Effort Aimed at Replacing Non-Progressives in Congress
The New York Times’s tart-tongued political writer Maureen Dowd put the capper on the DNC’s senseless swerve from its roots to the “haves” and loss of the millions of “have-not” voters who want those planks:
"They are not grooming a gleaming crop of presidential contenders or honing a seductive message that could win back the alienated voters who put Trump in just because he promised to shake things up. Their leadership and top presidential prospects symbolize the past, not the future. They should be the eminences grises ushering in an exciting new generation. Not the retreads and missed-their-moments dominating the field, as the entire party is leaping to the left …"
Having led the cheerleading, encouragement and cash for progressive candidates, the senator from Vermont and his aides have been producing bills for those planks since 2016. Sanders has hoppered 22 so far and made them well-known to colleagues by inviting them to become co-sponsors of each. Moreover, he’s on five committees and eight subcommittees that will be processing many of them.

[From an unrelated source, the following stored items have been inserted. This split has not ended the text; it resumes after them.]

PR #1667, opened 2023-02-21
feat: integrations nested outline for variable groups

zchsh:
## 🔗 Relevant links

- [Preview link][preview] 🔎
- [Asana task][task] 🎟️

## 🗒️ What

This PR implements nested outline links for variable groups on Integrations component pages. Common variable groups include Parameters and Outputs.

## 🤷 Why

To match designs, providing a more detailed outline of component pages.

## 🛠️ How

- Updates business logic to generate nested `outlineNavItems` rather than flat `variableGroupHeadings`
- Swaps out `OutlineNavFromHeadings`, swaps in `OutlineNavWithActive`

## 📸 Design Screenshots

🎨 [Figma file][figma]

### Design

CleanShot 2023-02-23 at 16 27 13@2x

### Implementation

CleanShot 2023-02-23 at 16 28 28@2x

## 🧪 Testing

- [ ] Visit a component page, such as [/waypoint/integrations/hashicorp/docker/latest/components/builder][/waypoint/integrations/hashicorp/docker/latest/components/builder]
    - The sidecar should show an `OutlineNav` listing all parameters and outputs
    - Jump links to `Parameters`, `Outputs`, and all nested items should function as expected

## 💭 Anything else?

> **Note**: on integration component pages, we are not yet extracting headings and adding them to the `OutlineNav`. Due to sanitization requirements, this may be a slightly more involved effort, and regardless felt reasonable to treat as a separate task from `Parameters` and `Outputs` nesting. See 🎟 [[discuss] sanitize-friendly heading anchor links for user content](https://app.asana.com/0/1203792616809419/1203896228323108/f) for details.

[task]: https://app.asana.com/0/1203810296555970/1203970622632444/f
[figma]: https://www.figma.com/file/VD7ahvXuXWJApeGnhbW4hv/Developer?node-id=19816%3A232842&t=Rb5wf1DnjDv9sTsf-4
[preview]: https://dev-portal-git-zsint-component-nested-outline-hashicorp.vercel.app/
[/waypoint/integrations/hashicorp/docker/latest/components/builder]: https://dev-portal-git-zsint-component-nested-outline-hashicorp.vercel.app/waypoint/integrations/hashicorp/docker/latest/components/builder

### DIFF
--- a/src/components/outline-nav/utils/highlight-active-items.ts
+++ b/src/components/outline-nav/utils/highlight-active-items.ts
@@ -12,11 +12,11 @@ function highlightActiveItems(
 	currentUrl: string
 ): OutlineLinkItem[] {
 	return items.map((item) => {
+		const isActive = item.url === currentUrl
 		if ('items' in item) {
 			const activeItems = highlightActiveItems(item.items, currentUrl)
-			return { ...item, items: activeItems }
+			return { ...item, items: activeItems, isActive }
 		} else {
-			const isActive = item.url === currentUrl
 			return { ...item, isActive }
 		}
 	})
--- a/src/views/product-integration/component-view/index.tsx
+++ b/src/views/product-integration/component-view/index.tsx
@@ -53,10 +53,15 @@ export default function ProductIntegrationComponentView({
 		(variableGroup: VariableGroup) => {
 			const groupName = variableGroup.variable_group_config.name
 			const groupSlug = getVariableGroupSlug(groupName)
-			const nestedItems = variableGroup.variables.map((v) => {
-				const variableSlug = getVariableSlug(groupName, v.key)
-				return { title: v.key, url: `#${variableSlug}` }
-			})
+			const nestedItems = variableGroup.variables
+				.filter((v) => {
+					const isTopLevelVariable = v.key.indexOf('.') === -1
+					return isTopLevelVariable
+				})
+				.map((v) => {
+					const variableSlug = getVariableSlug(groupName, v.key)
+					return { title: v.key, url: `#${variableSlug}` }
+				})
 			return { title: groupName, url: `#${groupSlug}`, items: nestedItems }
 		}
 	)
--- a/src/views/product-integration/component-view/index.tsx
+++ b/src/views/product-integration/component-view/index.tsx
@@ -21,7 +21,7 @@ import { MDXRemoteSerializeResult } from 'next-mdx-remote'
 import { ProductData } from 'types/products'
 import SearchableVariableGroupList from './components/searchable-variable-group-list'
 import { Variable } from './components/variable-group-list'
-import { getVariableGroupSlug } from './helpers'
+import { getVariableGroupSlug, getVariableSlug } from './helpers'
 import type { ProcessedVariablesMarkdown } from './helpers/get-processed-variables-markdown'
 import s from './style.module.css'
 import VersionAlertBanner from 'components/version-alert-banner'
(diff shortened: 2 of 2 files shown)


zchsh:
@hashicorp/dev-portal @kellyschummer This PR implements a nested `OutlineNav` on Integrations component pages, to add detailed `#jump-links` for `Parameters` and `Outputs`. Let me know what you think 🙇

kendallstrautman (approved):
👏🏻 💯 The preview looks great

braydenlove:
@zchsh This is looking really good, we are running into the problem where we can't highlight the correct item due to the height of the item as well as the proximity to the bottom of the page. Do you have any ideas on how we could make this a bit better? I know it is difficult but I want to pick your brain! 
image

zchsh:
@braydenlove Great question re: ensuring the last table-of-contents item gets highlighted. I think the TLDR is, if we have a taller footer similar to hashicorp.com, that would solve the issue in a clean and simple way.

There's a little more detail in 🎟 [[table of contents] Address non-highlighting of last items](https://app.asana.com/0/1202097197789424/1202975829609765/f). It's _technically_, _maybe_ possible to come up with a way to try to get items highlighted even if they're near the bottom of the page... however it greatly complicates things, and the logic of where to jump to on the page would have to change, which means we'd no longer be able to use native `#jump-link` functionality. So the taller footer could really help here. Here's a quick demo of how a taller footer solves the issues:

https://user-images.githubusercontent.com/4624598/221681959-e24cc912-0d2a-4563-a0bc-ab22e01759f6.mp4

braydenlove:
@zchsh taller footer totally makes sense, it could also be something like a taller _next steps_ section that shows up on each page (where feedback is living on the tutorials). The issue is that we currently don't have a taller footer and am not sure when we will have one! It might be me but it feels pretty clunky in this specific context, I wonder if we remove the active state on the integrations pages until we get a taller footer? I am not a huge fan of being inconsistent but am a bit worried that these specific pages feel a bit borked compared to a normal docs or tutorial page.

zchsh:
@braydenlove I definitely agree it's not ideal, and does feel a bit clunky... it feels like a tough compromise to me, I can see how there's kind of inconsistency any way we slice it. Very much agreed that a taller footer isn't in scope here at all. To try to lay out some options that would be in scope:

1. Do nothing
    - Upside: Simple, consistent across pages
    - Downside: items near the bottom of the page won't be highlighted on all pages
2. Remove the active section highlighting
    - Upside: integration component views might not seem as broken
    - Downside: inconsistency, integration component view has no active highlighting but all other pages do
3. Add whitespace at the bottom of integration component views
    - Upside: active section highlighting works much better
    - Downside: whitespace at bottom of the page looks a little odd

I think we have a clear idea of what option `1` looks like (it's how this PR previews currently are), and `2` is pretty easy to imagine as well. Here's a demo of option `3`:

https://user-images.githubusercontent.com/4624598/221689823-d6fb7550-6367-47af-97b0-209efc29ab36.mp4

braydenlove:
@zchsh thanks for laying all of this out. I feel like we want to go with `1` if we are trying to be pragmatic. I feel like we will hear from real users if they feel like it is broken and if so can use that energy to push for a more holistic fix (taller footer could be one of these efforts). Thoughts? cc @heitzke @kellyschummer @BrandonRomano

braydenlove (approved):
Will monitor user feedback to see if others notice the active state friction, will elevate tasks that could help alleviate this as needed.

zchsh:
@braydenlove - wanted to note that Brandon caught an interesting question here that I wanted to confirm before merging. Is the design intent here to include all variables and include their nested properties on object variables (results in a longer nav, some repetition of top-level object names), or only top-level variables _without_ nested properties (results in a shorter name, less repetition). Here's a preview of each:

| Variables & their properties | Variables only |
| - | - |
| vars-with-properties | vars-only |

Note that both variables and their properties have permalink icons, so regardless of what the outline shows, visitors will still be able to share permalinks not just to specific variables but also to specific variable properties nested at any depth.

braydenlove:
@zchsh @BrandonRomano Variables only please!

PR #665, opened 2020-12-04
[RORDEV-386] one more case where there is no user info in audit

clutroth:
🐞Fix (ES) "username" in audit entry when request is rejected


core/src/main/scala/tech/beshu/ror/accesscontrol/logging/AuditingTool.scala
```diff
@@ -109,6 +110,15 @@ class AuditingTool(settings: Settings,
     }
   }
 
+  private def findLastBlockContext[B <: BlockContext](forbidden: ResponseContext.Forbidden[B]) =
+    forbidden.history
+      .flatMap(_.items)
+      .map(_.result)
+      .reverse
```
clutroth, line 117: I want to mention one thing. Here, I'm getting last `Fulfilled` rule. I see `blockContext` is updated in each `Fulfilled` result, so last `Fulfilled` should contain last, and I believe, and is, or should be proven in test?

coutoPL (approved):
LGTM! Thanks

PR #669, opened 2020-12-13
[RORDEV-76] srv ldap service discovery

pielas:
🚀New (ES) Support for LDAP server discovery using _ldaps._tcp SRV record


core/src/test/scala/tech/beshu/ror/integration/LdapServerDiscoveryCheckYamlLoadedAccessControlTests.scala
```diff
@@ -0,0 +1,99 @@
...
+    with BaseYamlLoadedAccessControlTest
+    with BeforeAndAfterAll
+    with ForAllTestContainer
+    with Inside {
+
+  private val ldapContainer = new LdapContainer("LDAP1", "test_example.ldif")
+
+  private var dnsContainer: Option[DnsServerContainer] = None
+
+  override val container: LdapContainer = ldapContainer
```
coutoPL, line 43: maybe we can use MultipleContainers to gather ldap and dnsserver containers together?

core/src/test/scala/tech/beshu/ror/unit/acl/factory/decoders/definitions/LdapServicesSettingsTests.scala
```diff
@@ -47,9 +47,22 @@ class LdapServicesSettingsTests(ldapConnectionPoolProvider: UnboundidLdapConnect
 
   private val containerLdap1 = new LdapContainer("LDAP1", "test_example.ldif")
   private val containerLdap2 = new LdapContainer("LDAP2", "test_example.ldif")
+  private var dnsContainer: Option[DnsServerContainer] = None
```
coutoPL, line 50: same here - why not to move it to MultipleContainters?

core/src/test/scala/tech/beshu/ror/unit/acl/factory/decoders/definitions/LdapServicesSettingsTests.scala
```diff
@@ -199,6 +212,35 @@ class LdapServicesSettingsTests(ldapConnectionPoolProvider: UnboundidLdapConnect
           }
         )
       }
+      "server discovery is enabled" in {
+        assertDecodingSuccess(
+          yaml =
+            s"""
+               |  ldaps:
+               |  - name: ldap1
+               |    server_discovery:
```
coutoPL, line 221: what about the simple configuration test (booleanDiscoverySettingDecoder)?

tests-utils/src/main/scala/tech/beshu/ror/utils/containers/DnsServerContainer.scala
```diff
@@ -0,0 +1,49 @@
...
+          |$$ORIGIN example.org.
+          |@	3600	IN	SOA someorg.org.  someorg.com.  (2017042745 7200 3600 1209600 3600)
+          |_ldap._tcp.	 86400	IN	SRV	10	60     $srvServicePort	localhost.
+          |""".stripMargin)
+  ) {
+
+  def dnsPort: Int = {
+    // This is hack to obtain mapping to UDP port as testcontainers doesn't allow explicit mapping of UDP ports
+    // although it is mapping each port exposed by container(even UDP).
+    this.containerInfo.getNetworkSettings.getPorts.getBindings.asScala.get(new ExposedPort(53, InternetProtocol.UDP)).get.head.getHostPortSpec.toInt
```
coutoPL, line 42: as it's a hack I can image it may stop to work in future, so maybe instead of using `.get` we should use `.getOrElse(...)` and throw exception with meaningful message.

coutoPL (changes requested):
+ please update docs

core/src/test/scala/tech/beshu/ror/integration/LdapServerDiscoveryCheckYamlLoadedAccessControlTests.scala
pielas: I wanted to use MultipleContainers, but the problem is that I have to know mapped port of LdapContainer before I start DNS container. MultipleContainers is starting containers in independent way. This is why I'm starting DNS after containers are started

core/src/test/scala/tech/beshu/ror/unit/acl/factory/decoders/definitions/LdapServicesSettingsTests.scala
pielas: as above

core/src/test/scala/tech/beshu/ror/integration/LdapServerDiscoveryCheckYamlLoadedAccessControlTests.scala
coutoPL: OK, but I see we use it in two places so, it'd be nice to have container which behaves like you described. Please take a look at `EsClusterContainer` - this a multi ES containers cluster which uses external dependencies (like LDAP) which are also run in containers but have to be started before starting ES (+ROR obviously) nodes. So this is pretty what you need, but here DnsServerContainer has to wait for LDAP. Maybe we can generalise the EsClusterContainer solution to be ES independent or extract the code you can use in more generic case.

core/src/test/scala/tech/beshu/ror/unit/acl/factory/decoders/definitions/LdapServicesSettingsTests.scala
```diff
@@ -199,6 +212,64 @@ class LdapServicesSettingsTests(ldapConnectionPoolProvider: UnboundidLdapConnect
           }
         )
       }
+//  Commented out until feature allowing starting up ROR without LDAP connection will be developed
```
coutoPL, line 215: use `ignore` instead. It's easier to not forget about it because it's shown in test reports.

tests-utils/src/main/scala/tech/beshu/ror/utils/containers/DnsServerContainer.scala
```diff
@@ -0,0 +1,57 @@
...
+  def dnsPort: Int = {
+    // This is hack to obtain mapping of UDP port as testcontainers doesn't allow explicit mapping of UDP ports
+    // although it is mapping each port exposed by container(even UDP).
+    this.containerInfo
+      .getNetworkSettings
+      .getPorts
+      .getBindings
+      .asScala
+      .getOrElse(new ExposedPort(53, InternetProtocol.UDP), throw new Exception("Couldn't get value of docker mapped port 53/udp"))
+      .head
```
coutoPL, line 48: also here

coutoPL (changes requested):

coutoPL (approved):
LGTM. Thanks!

His planks include Medicare for All, a $15 minimum wage, fixing infrastructure, free tuition for higher education, expanding Social Security, equal pay for women, consumer financial protection and more. In recent months, he has added to this list of priorities campaign finance reform, civil liberties protection, lowering prescription prices, expanding veterans’ care, controls over media ownership and telecommunications, and investment in renewable energy. Sanders has also recently introduced sweeping legislation to protect workers.
And he has gotten little help from the DNC or Chuck and Nancy.